Once every line in the data below has been checked for "filename", give the number of lines that hold it, and only that.

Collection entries
= Beginning of Section =
PR #526, opened 2017-10-02
Fix conflicting instruction on minimum requirements

FlorianOnmyown:
Fix conflicting instruction on minimum requirements


adahms:
@FlorianOnmyown - Thanks for the PR!

Looks good to me; merging.

PR #536, opened 2017-10-16
[BZ1455568] Add Enable Server Role procedure and add note about establishing network id

cbudz:
Hi Dayle,

Here's the PR on enabling the Ansible Server role and a note admonition calling out best practice of first setting up the network ID for the appliance. Let me know what you think.

-Chris

### DIFF
--- a/doc-Managing_Providers/topics/Automation_Management_Providers.adoc
+++ b/doc-Managing_Providers/topics/Automation_Management_Providers.adoc
@@ -49,6 +49,12 @@ A table of all workers and current status will appear from which you can confirm
 === Adding a Playbook Repository
 Add a repository so that {product-title} can discover and make available your playbooks.
  
+[NOTE]
+
+====
+Configure your {product-title_short] appliance network identity (hostname/IP address) before adding Ansible playbook repositories. Restart the `evmserverd` service after changing the hostname or IP address to ensure repositories add properly.
+====
+ 
 . Navigate to menu:Automation[Ansible > Repositories].
 . Click *Add*.
 . Provide a Repository Name in the *Name* field. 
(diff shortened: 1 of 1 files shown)


dayleparker:
Hi Chris,
The content and structure of the update look good

A few comments before merging:

1.  It would be good to make this sentence a little clearer -- "In Red Hat CloudForms, the Ansible role is disabled by default. Enable the server role to utilize Ansible Automation Inside. "

- ie. Is there a server role called "Ansible" as well as "Embedded Ansible"?

Suggested edit, if this is correct: 
"In Red Hat CloudForms, the **Embedded Ansible** role is disabled by default. Enable this server role to utilize Ansible Automation Inside. "

2.  It looks like this may be from previous releases, but I would suggest a numbered list instead of 4 bullet points in the 'workflow' after the sentence "Ansible is built into CloudForms so there is nothing to install. The basic workflow when using Ansible in Red Hat CloudForms is as follows: ".  What do you think? I gather the order of steps is pretty important here.

3.  I do a lot of work in the General Configuration guide, and couldn't find any mention of the Embedded Ansible server role in the reference table or guide itself. I would suggest adding a description there, as whenever I see "server role" and want to know more, I go to that guide. Up to you whether it would be a fix for a new bug (that might be better?) or as part of this branch... or is it documented elsewhere already? I just looked in the 4.5 version in 4.1.4.1.3. Server Roles:
https://access.redhat.com/documentation/en-us/red_hat_cloudforms/4.5/html-single/general_configuration/#regions

Also in the General Configuration guide, there are lists of "region-aware" and "zone-aware" server roles, so not sure if Embedded Ansible applies to either of those categories, and should be listed in those tables. ?

Cheers,  
Dayle

carbonin:
> Is there a server role called "Ansible" as well as "Embedded Ansible"?

Nope, the role name is "Embedded Ansible"

> Also in the General Configuration guide, there are lists of "region-aware" and "zone-aware" server roles, so not sure if Embedded Ansible applies to either of those categories, and should be listed in those tables. ?

If I understand the table correctly I think Embedded Ansible would be region aware and Primary/Secondary

cbudz:
Hey @dayleparker,

I've made the recommended revisions per items # 1 and 2 in your above comment. I broke out item 3 into its own BZ, on which I added you as the QA contact. 

-Chris

dayleparker:
Hey Chris,
Thanks for making those edits and the new BZ -- it looks great to me.
Merging!
Cheers,
Dayle

PR #537, opened 2017-10-18
…

dayleparker:
Hi Suyog,
I've added an image showing roles-user-groups relationship, and edited those sections to provide more details about limitations and relationships, and how to find out more info about roles in Product Features.

I also confirmed with Joe Vlcek that assigning multiple groups to a user is a new feature for 4.6, so the cherry-picking of this change will have to be manually done (note to self).

Can you please let me know what you think of the changes? https://bugzilla.redhat.com/show_bug.cgi?id=1413495#c4 for reference.

Many thanks,
Dayle


suyogsainkar:
@dayleparker All updates look good to me; merging to master. Thanks, Suyog

PR #540, opened 2017-10-18
[BZ1499106] Create Template from VM

cbudz:
Hey Dayle,

I've set-up this PR related to BZ1499106. It includes the workflow to create a template from a RHV based VM. Please let me know what you think and what revisions you might suggest.

Thanks!
Chris


dayleparker:
Hey Chris,  
The procedure looks really great - easy to follow and with well-placed conceptual descriptions right where I was wondering 'what does that term mean?' (Defining 'sealing' was really helpful too). I tested this procedure easily on our appliance :) I just noticed a few small punctuation-type things that might need editing, and there was just one line I found a little confusing:

* The VM must be associated with a Red Hat Virtualization Provider.  -- "provider" should be lowercase

* This line is a bit confusing to me -- "The Red Hat Virtualization provider must support publish vm.":
- Is "publish vm" a system call? Or a parameter maybe?
- I think we should conditionalize "ovirt-engine-4.0" for MIQ, and Red Hat Virtualization 4.0 for CFME downstream. (I confirmed with Tahlia from the RHV team that ovirt-engine-4.0 is the same as RHV 4.0)
- I think we would probably mark up a package name and filename with italics (might be worth checking the style glossary) for ovirt-engine-4.0 and settings.yml. 
- Where is the file "settings.yml" located -- ie. a file on the RHV provider?

* Generally we always used to spell out "VM" as "virtual machine". I think it was so it wouldn't be confused with "virtual memory". Or maybe it was to be more clear for translation? I'm not sure if that's a hard rule anymore, but it might be good to write one of the first mentions of "virtual machine (VM)" with the abbreviation like that. However, I also imagine "VM" is a nice searchable term for customers ... what do you think? 

* Should "Create a template based on an existing virtual machine:" start with "To create..." ?

* I recommend adding comma in step 5 after "Under the Request tab"

* Step 9 is missing punctuation at the end of the phrase.

Please let me know if you have any questions!
Cheers,
Dayle

cbudz:
Hey Dayle,

I've made some revisions to the file, which you can see in the preview. I've made the following changes based on your feedback:

**This line is a bit confusing to me -- "The Red Hat Virtualization provider must support publish vm." Is "publish vm" a system call? Or a parameter maybe?**

- I removed reference to this entirely, since users need a 4.0 provider regardless and a setting file configured to 'true'. I've added this below. IN RHV its referred to as "make template" but CFME calls the procedure 'publish', whch is how it was referenced to me. 

**I think we should conditionalize "ovirt-engine-4.0" for MIQ, and Red Hat Virtualization 4.0 for CFME downstream. (I confirmed with Tahlia from the RHV team that ovirt-engine-4.0 is the same as RHV 4.0)
I think we would probably mark up a package name and filename with italics (might be worth checking the style glossary) for ovirt-engine-4.0 and settings.yml.**

- I added conditional parameters to both the miq and cfme files in the attributes file for product names. They are currently set to Red Hat Virtualization for CFME and oVirt Engine for MIQ. I've formatted to follow style guidelines for a path and removed reference to the package entirely, in favor of referring to the products. 

**Where is the file "settings.yml" located -- ie. a file on the RHV provider?**

- Since the setting file is on the appliance, I added the full path, which should direct the user to the file on their appliance.

**Generally we always used to spell out "VM" as "virtual machine".**

- I checked our Red Hat conventions, and our guideline is to spell out the full term then follow using the abbreviated VM, so I've just made some changes to follow that policy. 

-Chris

PR #514, opened 2017-09-24
Bz1488260 azure updates

suyogsainkar:
BZ: https://bugzilla.redhat.com/show_bug.cgi?id=1488260

PR #545, opened 2017-10-24
[FINE] Modified the steps in downstream only for the CF 4.5.2 release.

suyogsainkar:
Modified the steps wherein the conversion and alignment steps aren't required with this release build anymore. (Currently in downtream 5.8.2 only as advised by engineering). 
Also updated the Install the Azure Command-Line Interface steps as suggested which does not use curl. All of these updates are tech reviewed and approved by the SME. 
Note that some of the other improvements currently under progress as part of the master branch (https://github.com/ManageIQ/manageiq_docs/pull/514) will be backported to 4.5 as soon as they're reviewed and approved.

BZ: https://bugzilla.redhat.com/show_bug.cgi?id=1488260
Preview: http://file.bne.redhat.com/ssainkar/4.5.2/cf-on-azure/html-single/

Thanks!
Suyog

### DIFF
--- a/doc-Installing_on_Microsoft_Azure/topics/installation.adoc
+++ b/doc-Installing_on_Microsoft_Azure/topics/installation.adoc
@@ -29,6 +29,7 @@ ifdef::cfme[]
 . From the list of installers and images, select the {product-title} appliance specified for Microsoft Azure download link.
 endif::cfme[]
 
+ifdef::miq[]
 [[uploading-the-appliance-to-microsoft-azure]]
 === Uploading the {product-title} Virtual Appliance to Microsoft Azure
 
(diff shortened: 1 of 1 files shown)


suyogsainkar:
@adahms Hi Andrew, please would you mind reviewing and merging the updates if the changes look and render OK for the downstream version of the doc for the 4.5.2 release? Let me know if you spot anything that needs fixing. Thanks! - Suyog

suyogsainkar:
@cbudz @dayleparker Hey Chris, Dayle, would any of you mind reviewing and merging these updates in relation to the 5.8.2 release? Please see my notes above. Let me know if you spot anything that needs fixing. Many thanks, Suyog

dayleparker:
Hey Suyog,

The new content looks really good. In the interest of time, I've merged it (@cbudz, hope that is OK - feel free to comment though!) I have also left the bug open since you have lots of other work in progress (but will note that this PR has been merged). 

I have a few suggestions and very small things that came to mind that you might want to consider when you're doing the other changes for this bug in the master branch. Feel free to address them (or not) as you see fit. Nice work!

Cheers,
Dayle

* I believe it would be best to change the full stop at the end of steps and sentences pointing to lists to a colon, to keep consistent with our other docs. I think it's more correct... For example: 

" You can upload the appliance to an Azure environment using the following two methods:"
or 
"Import the Microsoft repository key:"

* What do you think about adding xref links to the sections describing the two options under "You can upload the appliance to an Azure environment using the following two methods. "? I understand this might complicate things by having to add a mention here that you must install the Azure Command-Line Interface first though -- that's a prerequisite for both ways of uploading the appliance, right? Just a thought.

In "_1.2.2. Uploading the CloudForms Virtual Appliance Using Azure Powershell Script_":

* Should this be "Using the Azure Powershell Script" (or "an Azure Powershell script"?) Same for "Using Azure Command-Line Interface (Azure CLI) ", and the section titles for 1.2.2 and 1.2.3.

* For the first note in this section, I went to the Azure link and searched for the "To install the cmdlets" section but couldn't find it. Any idea if we should be pointing elsewhere? Also I think stylewise, a section name should be in italics. (I could be wrong)

* In step 2, I wonder if "Additionally, create the storage container defined in "BlobDestinationContainer" in advance. " should instead be its own step before this step. Could we provide instructions for this, name it as a prerequisite, or point to the right instructions in the Azure docs?

* In step 3 - "Then, define your VM and VHD name, your system/deployment name and size. Next, you will set the appropriate Storage, Network and Configuration options for your environment. " -- these are all done as part of the script where you create your virtual machine, right? If that's correct, I suggest editing the wording a little so it doesn't sound like an additional step, maybe something like "Create a script to configure your virtual machine. The script defines your VM and VHD name....storage, network, .... for your environment." What do you think?

* Do you need to also run the script to create the VM, or is that covered elsewhere?

In section "_Uploading and Provisioning the CloudForms Virtual Appliance Using Azure Command-Line Interface"_:

* In step 1, should the "Note" be a note box? Good idea putting that tip there :)

suyogsainkar:
Hi Dayle, thank you for merging and making those suggestions. I will take a look and incorporate as needed as part of my ongoing work. Cheers, Suyog

Issue #573, opened 2017-11-06
Broken link to  See Database Requirements


mfeifer:
http://www.manageiq.org/docs/reference/latest/doc-Installing_on_Red_Hat_Virtualization/miq/
Section 1.3, step 4d has broken link

PR #577, opened 2017-11-07
Fixed a broken link in the section on running CloudForms in RHV.

adahms:


adahms:
@mfeifer - This PR addresses #573 

With this change, I have conditionalized the link so that a correct upstream and downstream version appear.

Would you be able to take a look and let me know what you think? If the changes are good, I will backport them to the 'fine' branch.

doc-Installing_on_Red_Hat_Virtualization/topics/installation.adoc
```diff
@@ -196,7 +196,8 @@ The virtual machine is created. To view the virtual machine, select the data cen
 .. To add a disk, select your virtual machine from the *Virtual Machines* tab.
 .. From the details pane, click the *Disks* tab. 
 .. Click *New* to open the *New Virtual Disk* dialog.
-.. Specify a *Size* in GB for the disk that allows sufficient space for your database. See https://access.redhat.com/documentation/en-us/red_hat_cloudforms/4.6-beta/html/deployment_planning_guide/introduction#database-requirements[Database Requirements] in the _Deployment Planning Guide_ for size considerations.
+ifdef::cfme[.. Specify a *Size* in GB for the disk that allows sufficient space for your database. See https://access.redhat.com/documentation/en-us/red_hat_cloudforms/4.6-beta/html/deployment_planning_guide/introduction#database-requirements[Database Requirements] in the _Deployment Planning Guide_ for size considerations.]
```
chessbyte: isn't this upstream documentation?

adahms: @chessbyte - That is correct, and because this content is shared between both the upstream and downstream, we can use a conditional like that above so that this version only appears in the downstream, and the version below only appears in the upstream. This PR helps make this distinction.

mfeifer:
👍

PR #590, opened 2017-11-21
add info on TTL to playbook catalog item creation procedure

cbudz:
Hey Suyog,

I've added some info here regarding the new TTL field for ansible playbook catalog items. I decided to keep the description brief, and in line with the procedural step rather than calling it out in a note. Also, I kept the description rather brief, as I think this is more or less all the user needs to know. 

Let me know what you think.

-Chris

### DIFF
--- a/common/create-playbook-service-catalog-item.adoc
+++ b/common/create-playbook-service-catalog-item.adoc
@@ -19,7 +19,7 @@
 .. Assign the appropriate *Machine Credentials* from the drop-down list. 
 .. Add *Cloud* or *Network Credentials* from the drop-down lists. 
 .. Choose the *Host* against which to run the service item. 
-.. Set the *Max TTL* in minutes. The *Time To Live (TTL)* field allows you to set the maximum execution time for the playbook to run. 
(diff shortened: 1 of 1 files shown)


common/create-playbook-service-catalog-item.adoc
```diff
@@ -19,6 +19,7 @@
 .. Assign the appropriate *Machine Credentials* from the drop-down list. 
 .. Add *Cloud* or *Network Credentials* from the drop-down lists. 
 .. Choose the *Host* against which to run the service item. 
+.. Set the *Max TTL* in minutes. The *Time To Live (TTL)* field allows you to set the maximum execution time for the playbook to run.
```
suyogsainkar: @cbudz Hey Chris, thanks for the addition. I think the brief description in the procedure reads well and provides enough info to the user.  By the way, I was able to see the **Max TTL (mins)** field, but not **Time To Live (TTL)**. If Time To Live (TTL) is not a field on the UI, I'd omit the mark up. Or, should that also read **Max TTL**?

cbudz:
Hey @suyogsainkar thanks for the feedback. I removed the markup from Time To Live (TTL), and have updated the preview. 

-Chris

suyogsainkar:
@cbudz Looking good; merging to master.

PR #606, opened 2017-12-06
Bz#1519310 Removed master SAML URL

dayleparker:
Hi Chris,

I've removed the line instructing users to configure the "Master SAML Processing URL" from the procedure under the heading "BZ#1519310-masterSAMLURL", which looks like all that is needed for this particular bug - https://bugzilla.redhat.com/show_bug.cgi?id=1519310
(The linked support case might require more docs changes in new BZs however, it's still ongoing).

Would you mind reviewing please? Let me know if you think anything else is needed to be clear.
I've also made this change in the WIP Authentication Guide branch in Gitlab so that it doesn't go missing (thanks for all your review work on that guide btw!)

Cheers,
Dayle


cbudz:
Looks good, thanks Dayle. Merging this request.

PR #612, opened 2017-12-13
Bz#1523471 VM retirement features

dayleparker:
Hi Chris,

I've edited the section "6.1.4. Setting a Retirement Date and Time for a Virtual Machine or Instance" to reflect the new functionality in CloudForms 4.6 to set times and relative times. Please let me know if you think it's clear enough, or if you have any comments:

http://file.bne.redhat.com/~dayparke/CloudForms/VMretire/build/tmp/en-US/html-single/#setting-a-retirement-date-for-a-virtual-machine-or-instance

https://bugzilla.redhat.com/show_bug.cgi?id=1523471

Thanks!
Dayle


dayleparker:
Hi again Chris,
I noticed something while testing that I wasn't sure if it was a glitch in my environment, or a change in the workflow -- there seems to no longer be an option to retire virtual machines from Services > Workloads > Lifecycle. (I tried it on a few VMs on all of our 4.6 test instances). The path I was able to use to retire VMs was Compute > Infrastructure > Virtual Machines > Lifecycle. 

I've now changed the lines in the retirement chapter leading from Services>Workloads to the above. Hope that makes sense (and let me know if you find a way to make it work from Services). I think this is a change we need to make in 4.5 as well after testing there.  So that's the last commit now. :)

Thanks again,
Dayle

cbudz:
Hey Dayle,

This looks good and I didn't run into any problems understading how the feature was described. 

And yes, it appears the workflow for setting retirement is as you've marked in the docs. I didn't see the retirement option under Service>Workloads.

Merging this request. 

-Chris

PR #17, opened 2019-11-21
feat(dom): add support for animation frames

AdeAttwood:
This adds animation frame support adding `requestAnimationFrame` and `cancelAnimationFrame` functions to the window

ref #9

### DIFF
--- a/src/Window.ts
+++ b/src/Window.ts
@@ -105,4 +105,20 @@ export default class Window extends EventTarget {
 	 * Disposes the window.
 	 */
 	public dispose(): void {}
+
+	/**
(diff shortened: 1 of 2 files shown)


capricorn86:
Thanks for your contribution @AdeAttwood! :)

I made some minor changes so that it works in AsyncWindow as well. Also I changed so that ID of the timeout is returned by requestAnimationFrame(), so that it can be canceled by cancelAnimationFrame().

Your change is available in v.0.7.0 of happy-dom and v.0.0.28 of jest-environment-happy-dom.

PR #30, opened 2020-01-27
Reduce possible namespace conflicts

DaSchTour:
I ran into a problem while trying to integrate this library into angular SSR. There are compile errors because Response object is taken from fetch namespace and not node fetch as DOM library needs to be available for typescript compilation. Changing this to explizit named imports avoids naming conflicts.

### DIFF
--- a/src/AsyncWindow.ts
+++ b/src/AsyncWindow.ts
@@ -1,4 +1,4 @@
-import NodeFetch from 'node-fetch';
+import { Response, fetch } from 'node-fetch';
 import Window from './Window';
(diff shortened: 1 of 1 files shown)


capricorn86:
Hi @DaSchTour!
= End of Section =
**Response for this exercise**
2